Six Theories of Gorilla

by Pat Pujolas


This seems to be the most popular position on social platforms. Mom and Dad should have been watching this kid more closely. Period. Because how could any good parent fail to notice their own child climbing over a three-foot fence, crawling through some bushes, and falling into the barrier moat at the Cincinnati Zoo's Gorilla World exhibit? Unforgivable. Gorillas are dangerous animals, and the parents should have been on their highest alert. As such, these people deserve our harshest criticisms and/or Internet memes.


One eyewitness claims the boy joked about getting into the water before taking off to do just that. What three-year-old says and does that sort of thing? A real ragamuffin, that's who. The Mom surely knew from experience to keep a close eye on this particular boy. We know because there's a little trick that parents do when in public places: make your kid stick their hand(s) in your back pocket to distract them and keep them close. The Mom did this to snap a picture, but the boy pulled free and ran anyway. What a rascal!


Anyone who watches the video can see Harambe (ironically, Swahili for “pull together”), a 450-pound primate, roughly dragging a tiny human being through shallow water. A former zookeeper notes: “Harambe was most likely not going to separate himself from that child without seriously hurting him first.” But just as many people see the gorilla protecting the boy, pulling his pants up, holding hands with him, and only reacting to the commotion and screams from above. There's also footage from 30 years ago of a silverback watching over a fallen, unconscious boy at an English zoo until help arrived. So, what were Harambe's intentions? Can anyone really say?


If a three-year-old can get past your security measures, are they really all that great? The Cincinnati Zoo is the second oldest zoo in the United States and has earned accreditation by the Association of Zoos & Aquariums for over 25 years (Google it, Fonzie.) In accordance with the Animal Welfare Act, the U.S. Department of Agriculture inspects all zoos twice annually to ensure animal and visitor safety. If there were violations involving Gorilla World (est. 1978), they were overlooked fifty-some times. And somehow survived millions of zoo-goers without incident, until recently.

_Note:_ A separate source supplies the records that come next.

PR #47, opened 2022-10-17
Drop Next minimal mode, fixes image optimization

jamesdaniels:
Next.js' minimal mode is unstable, I was using it to opt-out of ISR and touching the filesystem in Cloud Functions but it seems it also disables Image Optimzation—so drop it. There is no benefit to us ATM as it seems to be for edge compute rather than serverless.

* Drop minimal mode
* Bump version
* Fix firebase-tools devDep for test suite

The year is 2016, and we're still trapping and transporting wild animals for info-tainment. Have we learned nothing since the dawn of mankind? Really, with the advent of the Internet (and now virtual reality), who needs a public zoo? Some might respond: the animals do. Animals in captivity receive healthcare, food, and protection. And if we the people never experience these rare animals in close proximity, would we still care about their extinction in faraway places? Only one way to find out.


The human race is far from perfect. Sometimes we let children out of our sight, even for a brief moment. Sometimes we make poor decisions, especially before our minds are fully developed. Sometimes sheer emotion overpowers our renowned ability to reason. We demand swift justice when an innocent being is killed. Our brains, it seems, are hard-wired for reciprocity. Blame must be dispensed; punishment must be given. It's how we cope in the wake of tragedy. It's how we, as a social species, have co-existed for thousands of years. A member of our tribe has fallen, and we have to keep moving forward, the only way we know how.